HTRC Workset Toolkit is a command line interface for use in the HTRC Data Capsule environment. It streamlines access to the HTRC Data API and includes utilities to pull OCR text data and volume metadata into a capsule. Additionally, it allows a researcher to point OCR text data to analysis tools that are also available in the capsule.
Additional documentation is also available here: https://htrc.github.io/HTRC-WorksetToolkit/cli.html
Getting the HTRC Workset Toolkit
- Capsules created after March 18, 2018 contain the Toolkit by default. If you created your capsule after March 18, 2018, please skip to Usage below.
- Capsules created prior to March 18, 2018 did not contain the HTRC Workset Toolkit command line interface by default, and user-installed versions of the Toolkit may now be out of date and fail to run. To ensure you are running the most up-to-date version of the Toolkit, please follow these steps to uninstall the current version and re-install the latest version:
Check whether you have the correct Python version installed in your capsule by typing the command indicated below on the command line in your capsule. The HTRC Workset Toolkit requires the Anaconda Python distribution, which is likewise standard in all recently-created capsules. And while the Toolkit is compatible with both Python 2.7 and 3.6, we recommend using the 3.6 version for future compatibility.
Check python versiondcuser@dc-vm:~$ python --version
You should see thisPython 3.6.0 :: Anaconda 4.3.1 (64-bit)

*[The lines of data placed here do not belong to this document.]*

PR #10178, opened 2024-12-18
Add py3.14 to CI test matrix

asvetlov:
It allows errors detection early.

### DIFF
--- a/.github/workflows/ci-cd.yml
+++ b/.github/workflows/ci-cd.yml
@@ -155,10 +155,10 @@ jobs:
             no-extensions: 'Y'
             os: ubuntu
             experimental: false
-          # - os: ubuntu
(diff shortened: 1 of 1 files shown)


.github/workflows/ci-cd.yml
```diff
@@ -155,10 +155,10 @@ jobs:
             no-extensions: 'Y'
             os: ubuntu
             experimental: false
-          # - os: ubuntu
-          #   pyver: "3.14"
-          #   experimental: true
-          #   no-extensions: 'Y'
+          - os: ubuntu
+            pyver: "3.14.0-alpha.2"
```
Dreamsorcerer: Leave it as 3.14 as before and it will just take the latest release. I don't think we want to update this every month..

PR #10222, opened 2024-12-23
Revert incorrect typing changes

Dreamsorcerer:
From #9528. This should work again with mypy 1.14.

Add some new flags too.

Edit: Not actually fixed in mypy 1.14. Waiting for 1.15 for proper fix.

### DIFF
--- a/.github/workflows/ci-cd.yml
+++ b/.github/workflows/ci-cd.yml
@@ -49,7 +49,7 @@ jobs:
     - name: Setup Python
       uses: actions/setup-python@v5
       with:
-        python-version: 3.13
+        python-version: 3.11
     - name: Cache PyPI
       uses: actions/cache@v4.2.0
       with:
--- a/.mypy.ini
+++ b/.mypy.ini
@@ -20,6 +20,7 @@ pretty = True
 show_column_numbers = True
 show_error_codes = True
 show_error_code_links = True
+strict_bytes = True
 strict_equality = True
 warn_incomplete_stub = True
 warn_redundant_casts = True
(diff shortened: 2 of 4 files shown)


Dreamsorcerer:
Pending dependabot PR, which should catch up over the next 2 days.

asvetlov (approved):

webknjaz:
> Pending dependabot PR, which should catch up over the next 2 days.

@Dreamsorcerer alternatively we could just bump all the deps manually, with a local pip-tools run. And avoid those annoying Dependabot notifications coming in every day..

asvetlov:
Sorry, guys, I've missed what are you talking about.
@webknjaz do you want to disable dependabot for the project?

Dreamsorcerer:
> > Pending dependabot PR, which should catch up over the next 2 days.
> 
> @Dreamsorcerer alternatively we could just bump all the deps manually, with a local pip-tools run. And avoid those annoying Dependabot notifications coming in every day..

I'm just being lazy. Could have also manually triggered Dependabot. I think using Dependabot is still preferable, but would be great to filter out those notifications...

webknjaz:
> do you want to disable dependabot for the project?

No, not right now anyway. The problem is that it was stuck for a while, and Sam fixed it just the other day. Now it's trying to catch up by creating a gazillion of PRs, one per each dependency. It calls `pip-compile` under the hood. A more efficient way could be running it manually to bump everything just this once, so dependabot would be less noisy.

The current setup is not very flexible and has a number of issues in the space of package management, so it's possible to fundamentally rework it, but it requires a certain amount of focused effort. This is why I'm not jumping right into it, even though I've done this research multiple times elsewhere and have really good practices that work.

Some users may have self-installed the Toolkit in their capsules prior to March 18, 2018. If you have already installed the HTRC Workset Toolkit, uninstall it by using pip, as indicated below.
Uninstall the toolkitdcuser@dc-vm:~$ pip uninstall htrc
Install the latest version of the HTRC Workset Toolkit.

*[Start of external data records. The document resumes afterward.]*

PR #10281, opened 2024-12-31
Update workflow to use upload-artifact v4 and download-artifact v4

silamon:
## What do these changes do?

This updates the ci/cd workflow to use the upload-artifact v4 and download-artifact v4 github actions. The currently used upload-artifact and download-artifact will no longer work at the end of next month. 
The changes are needed since v4 no longer has mutable artifacts, which was used to collect wheels from different architectures.  

Fix #8588, Fix #8589, Fix #9009, Fix #10189, Fix #10191 

No, the ci/cd workflow has been tested although without publishing. 

## Checklist

    number after creating the PR
      pre-agreed expectations.
      changes in behavior.
      process.
      runtime assumptions.
      environment.
      categories.
    for example:
    ```rst
    ```

    of this project.

### DIFF
--- a/.github/workflows/ci-cd.yml
+++ b/.github/workflows/ci-cd.yml
@@ -421,6 +421,7 @@ jobs:
       uses: pypa/cibuildwheel@v2.22.0
       env:
         CIBW_ARCHS_MACOS: x86_64 arm64 universal2
+    - name: Upload wheels
       uses: actions/upload-artifact@v4
       with:
         name: >-  
--- a/.github/workflows/ci-cd.yml
+++ b/.github/workflows/ci-cd.yml
@@ -424,11 +424,11 @@ jobs:
     - name: Upload wheels
       uses: actions/upload-artifact@v4
       with:
-        name: >-  
-          dist-${{ matrix.os }}-${{  
-            matrix.qemu  
-            && matrix.qemu  
-            || 'native'  
+        name: >-
+          dist-${{ matrix.os }}-${{
+            matrix.qemu
+            && matrix.qemu
+            || 'native'
           }}
         path: ./wheelhouse/*.whl
 
--- a/.github/workflows/ci-cd.yml
+++ b/.github/workflows/ci-cd.yml
@@ -1,6 +1,7 @@
 name: CI
 
 on:
+  merge_group:
   push:
     branches:
       - 'master'
@@ -420,15 +421,14 @@ jobs:
       uses: pypa/cibuildwheel@v2.22.0
       env:
         CIBW_ARCHS_MACOS: x86_64 arm64 universal2
-    - if: ${{ matrix.qemu }}
       uses: actions/upload-artifact@v4
       with:
-        name: dist-${{ matrix.os }}-${{ matrix.qemu }}
-        path: ./wheelhouse/*.whl
-    - if: ${{ !matrix.qemu }}
-      uses: actions/upload-artifact@v4
-      with:
-        name: dist-${{ matrix.os }}
+        name: >-  
+          dist-${{ matrix.os }}-${{  
+            matrix.qemu  
+            && matrix.qemu  
+            || 'native'  
+          }}
         path: ./wheelhouse/*.whl
 
   deploy:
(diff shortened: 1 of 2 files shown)


.github/workflows/ci-cd.yml
```diff
@@ -444,14 +449,19 @@ jobs:
       uses: actions/checkout@v4
       with:
         submodules: true
+    - name: Merge distribution artifacts
+      uses: actions/upload-artifact/merge@v4
+      with:
+        name: dist
+        pattern: dist-*
```
silamon: This is optional, it's to ensure that the same outputs are outputted in case you use these artifacts for something else outside this workflow which I'm unsure about.

.github/workflows/ci-cd.yml
```diff
@@ -1,7 +1,6 @@
 name: CI
 
 on:
-  merge_group:
```
webknjaz: This breaks the merge queues support. Do not delete it.

.github/workflows/ci-cd.yml
```diff
@@ -421,9 +420,15 @@ jobs:
       uses: pypa/cibuildwheel@v2.22.0
       env:
         CIBW_ARCHS_MACOS: x86_64 arm64 universal2
-    - uses: actions/upload-artifact@v3
+    - if: ${{ matrix.qemu }}
```
webknjaz: No need for mustache in if-clauses. Also, every step must have a name.

.github/workflows/ci-cd.yml
```diff
@@ -421,9 +420,15 @@ jobs:
...
+      uses: actions/upload-artifact@v4
       with:
-        name: dist
+        name: dist-${{ matrix.os }}-${{ matrix.qemu }}
```
webknjaz: The last bit could just be made conditional instead of adding another step:
```suggestion
        name: >-
          dist-${{ matrix.os }}-${{
            matrix.qemu
            && matrix.qemu
            || 'native'
          }}
```

webknjaz: In other places, we don't really care about the conditional even: https://github.com/aio-libs/multidict/blob/fbf28ae/.github/workflows/reusable-build-wheel.yml#L79

.github/workflows/ci-cd.yml
webknjaz: Let's exclude this for now. They aren't used elsewhere. Maybe, submit it as a separate PR later. Also, if this is added, shouldn't the step below just access `dist` instead?

webknjaz (changes requested):
Thanks for looking into this! I have a few requests and problems mentioned in the inline comments. Please, address them.
Additionally, we probably need a contrib change note included.

.github/workflows/ci-cd.yml
Dreamsorcerer: It the duplicate in your suggestion a mistake @webknjaz? `matrix.qemu && matrix.qemu`

silamon: It works perfectly as suggested, without it is evaluated as a boolean expression.

.github/workflows/ci-cd.yml
silamon: Yeah, I removed it for now since it was only meant to be backwards compatible, which is unneeded.

.github/workflows/ci-cd.yml
webknjaz: @Dreamsorcerer no, it's not a mistake. It's a way to have ternary conditions, which is why I usually multiline such cases for clarity.
It's like when you do `cmd && cmd1 || cmd2`. The first occurrence is cast to a boolean.
A more generic way to demonstrate this. My typical idiom is `${{ bool && str || str }}`.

Install the toolkitdcuser@dc-vm:~$ pip install htrc
Please note that updating may affect the versions of packages listed at HTRC-WorksetToolkit/setup.py that you are running in your capsule, and therefore should be done with care for your existing workflows. Contact htrc-help@hathitrust.org for assistance upgrading your version of the Toolkit.
Usage
The HTRC Workset Toolkit has four primary functions which allow users to download metadata and OCR data, run analysis tools, and export lists of volume IDs from the capsule.
- Volume Download
htrc download
- Metadata Download
htrc metadata
- Pre-built Analysis Workflows
htrc run
- Export of volume lists
htrc export
The commands also expect a so-called workset path, which is how you point to the volume(s) you would like to analyze. The Toolkit accepts several different forms of identifiers for the workset path, as described in the following table. You can choose to use whichever is the most conducive to your research workflow. You don't need to specific which kind of workset path you will be using, you can simply include the identifier (e.g. the HahtiTrust ID or the HathiTrust Catalog URL) in your command.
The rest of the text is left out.